Most of the government spending during COVID, and as announced in the recent Union Budget, too, was principally guided towards supply-side measures (hoping to attract capital investment), while completely ignoring the brewing crisis on the ‘demand side’.
And so, with the ‘inflation tax’ raising all prices now, consumers and producers face a double whammy. Low-income groups face the wrath. With a lack of better employment prospects, already low wages, and high indebtedness, one can only imagine to what extent a higher ‘inflation tax’ will damage overall consumer sentiments across India in the weeks to come.
The damaging impact of an inflation tax, better understood and studied in the urban landscape, is likely to be far worse in rural India, where retail inflation has been twice as high, and the state of indebtedness, low incomes, lack of jobs is far more intensified.
Further, had the food price rise translated to increasing the incomes of farmers, one could have seen a rising motivation for farmers to produce more or save more. However, despite food inflation, existing distortions in the price-distribution network across India’s middlemen-laden farming network and the ‘urban price bias’ (where 1 kg price of onion sold in the urban market is not the price that the farmer gets for producing that same 1 kg) makes the farmer and the rural economy’s condition more precarious.
Can the RBI and the Government Do Now?
What can the government do in the short term to address the woes stemming from the ‘inflation tax’?

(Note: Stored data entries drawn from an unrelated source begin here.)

PR #193, opened 2025-12-19
fix: config generator missed moe parallel config if using huggingface_id

jasonqinzhou:
#### Overview:

fix: config generator missed moe parallel config if using huggingface_id #193

#### Details:

aic command
```
aiconfigurator cli exp --yaml_path src/aiconfigurator/cli/exps/moe.yaml --save_dir moe_out
```

Yes, the MoE parallel config IS included in generator_config.yaml:
generator_config.yamlLines 34-39
    tensor_parallel_size: 1    pipeline_parallel_size: 1    data_parallel_size: 2    moe_tensor_parallel_size: 1    moe_expert_parallel_size: 2    max_batch_size: 1
For prefill: moe_tensor_parallel_size: 1, moe_expert_parallel_size: 2
For decode: moe_tensor_parallel_size: 1, moe_expert_parallel_size: 4
However, I notice a potential issue: the actual engine configs (prefill_config.yaml, decode_config.yaml) and k8s_deploy.yaml don't include the MoE-specific parameters - they only have tensor_parallel_size and pipeline_parallel_size:
prefill_config.yamlLines 2-3
tensor_parallel_size: 1pipeline_parallel_size: 1
The moe_tensor_parallel_size and moe_expert_parallel_size parameters are calculated but not being written to the engine configs that get deployed. This might be intentional (if TRT-LLM infers them) or a bug in the config generation.

AFTER THE FIX:
I found the issue! The is_moe flag is stored in ModelConfig but not being passed to the template context, so the MoE section in the engine config template is never rendered.

The fix works! The MoE parallel config is now included in the engine configs:
prefill_config.yaml:
moe_expert_parallel_size: 2moe_tensor_parallel_size: 1moe_config:    backend: CUTLASS
decode_config.yaml:
moe_expert_parallel_size: 4moe_tensor_parallel_size: 1moe_config:    backend: CUTLASS
These values match what was already in generator_config.yaml but were previously missing from the actual engine configs. The k8s_deploy.yaml should also include these now.

- closes GitHub issue: #xxx


simone-chen (approved):

src/aiconfigurator/generator/rendering/engine.py
```diff
@@ -347,6 +347,16 @@ def prepare_template_context(param_values: dict[str, Any], backend: str) -> dict
     """
     context = {}
 
+    # Extract ModelConfig (is_moe, nextn, etc.)
+    model_config = param_values.get("ModelConfig", {})
+    if model_config.get("is_moe"):
+        context["is_moe"] = model_config["is_moe"]
+    if model_config.get("nextn"):
+        context["is_speculative"] = True
+        context["nextn"] = model_config["nextn"]
```
ilyasher: Is there an edge case for `nextn == 1` or no?

ilyasher (approved):

Arsene12358 (approved):

src/aiconfigurator/generator/rule_plugin/trtllm.rule
```diff
@@ -18,3 +18,8 @@ agg_prefill_decode enable_attention_dp = ((data_parallel_size or 1) > 1) and Mod
 
 when (ModelConfig.prefix or 0) > 0:
     agg_prefill_decode disable_prefix_cache = false
+
+# Speculative decoding
+when (ModelConfig.nextn or 0) > 0:
+    agg_decode speculative_decoding_type = "MTP"
+    agg_decode num_nextn_predict_layers = ModelConfig.nextn
```
Ethan-ES, line 25: Need to confirm to see if the settings are correct:
1.  speculative decoding is only enabled when nextn>0, and only `agg` and `decode` will include this part.
2. num_nextn_predict_layers==nextn (num_nextn_predict_layers represents for the [speculative_config.num_nextn_predict_layers](https://github.com/NVIDIA/TensorRT-LLM/blob/v1.2.0rc2/tensorrt_llm/llmapi/llm_args.py#L813) in trtllm)

tianhaox (approved):

src/aiconfigurator/generator/rule_plugin/trtllm.rule
tianhaox: what's our previous logic for deepseek with mtp=1?
aic core doesn't support eagle now. It only works with deepseek v3. but will soon support that.
And IIRC, there's some difference between trtllm versions for nextn config. we also need to think about how we support this in future, say, some feature matrix tells people what's verifie. We cannot maintain everything by us, especially to support previous versions once we add a new keyword.

PR #229, opened 2026-01-07
fix: enable hybrid mode of TP/DP/EP in wideep SGLang

AichenF:
Added a new parameter to the MoEDispatch operation to scale the number of tokens when using Tensor Parallelism with attention in DeepEP. In WideEP, the search space of xTP–yDP–xyEP configurations can now be explored.

### DIFF
--- a/src/aiconfigurator/sdk/operations.py
+++ b/src/aiconfigurator/sdk/operations.py
@@ -440,7 +440,7 @@ class MoEDispatch(Operation):
                         hidden_size=self._hidden_size,
                     )
             else:
-                assert self._attention_tp_size == 1 and self._attention_dp_size == 1, (
+                assert self._attention_tp_size == 1 or self._attention_dp_size == 1, (
                     "We don't enable the path for non-wideep SGLang to support TP>1 and DP>1 for attn simultaneously"
                 )
                 # TODO: support TP+DP


src/aiconfigurator/sdk/operations.py
```diff
@@ -275,6 +275,7 @@ def __init__(
         self._sms = kwargs.get("sms", 12)
         self._moe_backend = kwargs.get("moe_backend")
         self._is_context = kwargs.get("is_context", True)
+        self._scale_num_tokens = kwargs.get("scale_num_tokens", 1)
```
xutizhou, line 278: Should we rename _scale_num_tokens for clarity?

src/aiconfigurator/sdk/models.py
xutizhou, line 1415: should we apply the scale at decode phase

src/aiconfigurator/sdk/operations.py
AichenF: The name is kept consistent with the one used previously in GEMM

src/aiconfigurator/sdk/models.py
AichenF: When using TP in the decode phase, the same issue would also occur. It hasn’t been added for now because in practical deployments TP is generally not used during decode.

xutizhou (approved):

PR #338, opened 2026-02-08
feat: infer quantization from model info

tianhaox:
#### Overview:

in our previous design, in order to do more quantization study, the quant mode of each component of the model is not derived from the model config. As we gradually connect our model definition with huggingface id, we can now infer the quantization from the model config and hf quant config.

This pr will infer the quantization mode of each model and use that to set up the simulation.
The previous quant mode setting will still take effect but will be treated as overrides options.

In future, if you want to do simulation directly and don't need to override the quantization, you no longer need to set that in the yaml definition. A better way to trigger low-precision inference is to feed the quantized model on huggingface hub.

e.g.,
```
aiconfigurator cli default --model nvidia/DeepSeek-V3.1-NVFP4 --total_gpus 128 --system b200_sxm --isl 8192 --osl 1024 --ttft 10000 --tpot 50
```

webapp needs to be redesigned to align the usage. Will implement that in another PR.

- [x] update previous commands and yamls
- [x] doc
- [x] tests
- [x] more robust tests


src/aiconfigurator/sdk/models.py
```diff
@@ -46,6 +44,96 @@ def _architecture_to_model_family(architecture: str) -> str:
...
+        "Model config (final quant modes): gemm=%s moe=%s kvcache=%s fmha=%s comm=%s",
+        model_config.gemm_quant_mode,
+        model_config.moe_quant_mode,
+        model_config.kvcache_quant_mode,
+        model_config.fmha_quant_mode,
+        model_config.comm_quant_mode,
+    )
+
+
 def _architecture_to_model_family(architecture: str) -> str:
```
Arsene12358: Not related to the feature of this PR, but can we remove this duplicated function? it's already defined at line 30 above

tianhaox: great catch. done

Arsene12358 (approved):

simone-chen (approved):

PR #351, opened 2026-02-11
fix: Speed up slow trtllm moe collector

ilyasher:
1. Fix removed "rank" kwarg to autotune()
2. Parallelize file operations where possible
3. Filter out some unsupported test cases
4. Replace for loops in balanced_logits() with vectorized torch ops
5. Shuffle test cases to increase number of MOE autotune cache hits

Speeds up moe collection from 8+ hours to ~2 hours on gb300

trtllm.moe: 100%|█████████▉| 2245/2247 [2:16:53<00:07,  3.66s/it]

### DIFF
--- a/collector/helper.py
+++ b/collector/helper.py
@@ -663,7 +663,7 @@ def balanced_logits(num_tokens, num_experts, topk):
     stride = math.ceil(num_experts / topk)
 
     token_indices = torch.arange(num_tokens).unsqueeze(1)  # [num_tokens, 1]
-    topk_indices = torch.arange(topk).unsqueeze(0)         # [1, topk]
+    topk_indices = torch.arange(topk).unsqueeze(0)  # [1, topk]
 
     if num_tokens >= stride:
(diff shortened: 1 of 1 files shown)


collector/trtllm/collect_moe.py
```diff
@@ -472,21 +503,12 @@ def run_forward_pass():
...
-
-    for _ in range(5):
-        gc.collect()
-        torch.cuda.empty_cache()
-    AutoTuner.get().clear_cache()
-
     # Exit the worker process after completing MOE task to ensure complete resource cleanup
     # This forces OS to reclaim all GPU memory, CUDA context, and other resources
-    import sys
+    if AIC_RESTART_WORKER:
```
YijiaZhao, line 509: how to reclaim GPU MEM without sys.exit if AIC_RESTART_WORKER = 0?

ilyasher: It runs gc_collect() (which includes torch.cuda.empty_cache()) at the beginning of the function

PR #355, opened 2026-02-11
fix: fix validator service key mismatch

Ethan-ES:
#### Overview:

VLLMWorker -> VllmDecodeWorker
VLLMPrefillWorker -> VllmPrefillWorker
VLLMDecodeWorker -> VllmDecodeWorker


tools/generator_validator/backend/vllm.py
Arsene12358: Shall we change this to `worker = services.get(service_key or "VllmDecodeWorker", {})`  as well?

Ethan-ES: Fixed, thx.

First, let RBI do everything it can in its mandated role to solely focus on ‘inflation targeting’ and suck excess liquidity out of the economy. As C Rangarajan recently argued:
“Inflation in India cannot be described just as ‘cost-push’. Abundance of liquidity has been an important factor (too). If we want to control inflation, action on liquidity is very much needed with a concomitant rise in the interest rate on deposits and loans”.
This may require some time through a tough monetary policy stance, which may be counterproductive to the government’s own efforts towards capital investment-centred growth, as a higher cost of borrowing will make credit more expensive.

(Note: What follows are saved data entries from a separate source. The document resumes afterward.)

PR #357, opened 2026-02-11
feat: Enahnce generator to generate aiperf benchmark command

Arsene12358:
#### Overview:

- Generator now will be able to generate benchmark command.
Note: the current concurrency is set to a power of 2, and the generator needs to receive the concurrency parameter from upstream.

- use “-” instead of “_”  for cli arguments


src/aiconfigurator/cli/main.py
simone-chen, line 240: These are still using underscores which is fixed in https://github.com/ai-dynamo/aiconfigurator/pull/345

Arsene12358: yeah, I think we should also cherry-pick #345. Otherwise it would not make sense to use "-" in the relase/v0.7.0

Arsene12358: maybe we can have a separate cherry-pick for #345 afterwards, what do you think @simone-chen ?

simone-chen: Sure, both ways work for me as long as they get in to 0.7.0 👍

Arsene12358: In that case, I will resolve this conversation for now

Arsene12358:
I will include #345 in this cp, I think they may as well go hand in hand. you can have another look once it's ready @simone-chen

simone-chen (approved):

Ethan-ES (approved):

PR #361, opened 2026-02-12
feat: hook to dynamo planner profiler's config gen

tedzhouhk:
support both path for minimum intrusion to AIC code, default behavior remains the same.

### DIFF
--- a/src/aiconfigurator/generator/rendering/engine.py
+++ b/src/aiconfigurator/generator/rendering/engine.py
@@ -99,7 +99,7 @@ def render_backend_templates(
     backend: str,
     templates_dir: Optional[str] = None,
     version: Optional[str] = None,
-    use_dynamo_generator: bool = True,
+    use_dynamo_generator: bool = False,
 ) -> dict[str, str]:
     """
     Render templates for a specific backend with version-specific template selection.


src/aiconfigurator/generator/rendering/engine.py
```diff
@@ -31,11 +31,75 @@
...
+    Args:
+        param_values: The full AIC parameter dict (ServiceConfig, K8sConfig, params, etc.)
+        backend: Backend name (e.g., 'vllm', 'sglang', 'trtllm')
+        context: The template context dict with pre-computed CLI args and worker info
+
+    Returns:
+        Rendered k8s_deploy.yaml content as a string
+    """
+    # for now, we import the config modifiers from dynamo, will migrate to aiconfigurator later
+    from dynamo.profiler.utils.config_modifiers import CONFIG_MODIFIERS
```
simone-chen, line 55: Should we add dynamo to `pyproject.toml` as a dependency?

The version backward compatibility could be an issue if we use this import, as we can only pin to 1 dynamo version as dependency right? But since it's a temporary solution I think we should be good for now.

src/aiconfigurator/generator/rendering/engine.py
```diff
@@ -31,11 +31,75 @@
...
+    if model_cache:
+        kwargs["pvc_name"] = model_cache
+        kwargs["pvc_mount_path"] = "/workspace/model_cache"
+        kwargs["model_path"] = k8s_cfg.get("k8s_hf_home") or "/workspace/model_cache"
+
+    config_dict = modifier.build_dgd_config(**kwargs)
+    return yaml.dump(config_dict, sort_keys=False)
+
+
 def render_backend_templates(
```
simone-chen, line 97: Will DGDR directly use this API with `use_dynamo_generator==True`?

tedzhouhk: Yes, the shim python layer in dynamo will call this

src/aiconfigurator/generator/rendering/engine.py
tedzhouhk: this will introduce tons of dependencies (dynamo is too heavy) and we will likely be AIC release <> dynamo release deadlocked. 

There is already a try catch block wrapping this function I think we should be good for now.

Second, use instruments of fiscal policy to make a series of graded direct transfers (especially to the bottom of the income-consumption pyramid) to push for higher demand amongst the lower-income groups, especially in the rural economy.
A monolithic, macro approach to address a temporal rise in inflation, or an effort to fix supply disruptions solely through a monetary policy toolkit, will achieve little. It could even drive other aggregates, such as consumption and private investment demand, towards a deeper recession.

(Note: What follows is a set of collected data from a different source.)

PR #373, opened 2026-02-13
feat: expose real-gpu enumeration logic

tedzhouhk:
## Summary

Adds a new `enumerate_profiling_configs()` API that enumerates disaggregated prefill/decode parallelization candidates and returns aggregated DGD configs for real-silicon profiling sweeps. This is the primary entry point for Dynamo's profiler to obtain sweep candidates from AIC.

Additionally, unifies the PVC parameter naming across the codebase (`k8s_pvc_name`, `k8s_pvc_mount_path`, `k8s_model_path_in_pvc`).

Test locally and should not break any existing functionality.

### New file: `src/aiconfigurator/generator/enumerate.py`

Core enumeration module with two public functions:

- **`check_model_hardware_support()`** - Checks if AIC supports a model x hardware combo for disagg mode
- **`enumerate_profiling_configs()`** - Main entry point that:
  1. Checks AIC disagg support for the model x hardware combination
  2. Computes memory-based minimum GPUs per engine (reuses `_calculate_min_tp` from `naive.py`)
  3. Enumerates valid parallelization configs (TP / TEP / DEP, no PP) using AIC's existing `enumerate_parallel_config` with a new `real_silicon_sweep=True` filter
  4. For each config, uses AIC's rendering engine (with rule plugins) to compute CLI args, then builds an aggregated DGD via dynamo's `build_dgd_config` + `convert_config`
  5. Applies AIC heuristics for `max_batch_size` / `max_num_tokens` when the combo is supported; otherwise uses safe defaults
  6. Returns `(prefill_configs, decode_configs)` - two lists of aggregated DGD config dicts

### Modified: `src/aiconfigurator/sdk/utils.py`

Added parameters to `enumerate_parallel_config()`:
- `real_silicon_sweep` (default `False`) - When `True`: forces `pp_list=[1]`, filters by `min_num_gpus`/`max_num_gpus`, and for MoE models only allows pure TEP, pure DEP, or pure TP (no mixed configs)
- `min_num_gpus` / `max_num_gpus` - GPU count bounds (only effective when `real_silicon_sweep=True`)
- `allow_moe_pure_tp` (default `True`) - Set to `False` for MLA+MoE models (e.g. DeepSeek) to exclude pure TP

All new parameters have backward-compatible defaults. Existing callers are unaffected.

### Modified: `src/aiconfigurator/sdk/task.py`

Govt Needs to Put Differences Aside
What is needed is a sustained, fiscal spending-backed income push in the short run to maintain a reasonable space for consumer demand in the rural economy. The Union government will need to cooperate with wtates on this – and this may not be easy given how badly the Centre-state dynamic is rigged currently.
The first prescriptive point here requires the Modi government to respect the RBI’s decision-making power as a public institution, while letting it perform independently and with clarity.
For the second point, the government needs to acknowledge its wrong and self-correct its fiscal trajectory for FY2022-23 by facilitating more direct transfers to lower-income groups. One short-term step here could be to announce and disburse higher allocations for PM-KISAN and MGNREGA, and launch a pilot urban version of MGNREGA to provide farmers and low-income workers with more ‘spending power’ at a time when regressive taxation combined with the invisible inflation tax is wrecking their household budgets.
(Deepanshu Mohan is Associate Professor and Director, Centre for New Economics Studies, Jindal School of Liberal Arts and Humanities, OP Jindal Global University. He is Visiting Professor of Economics to Department of Economics, Carleton University, Ottawa, Canada. This is an Opinion article and the views expressed are the author's own. The Quint neither endorses nor is responsible for them.)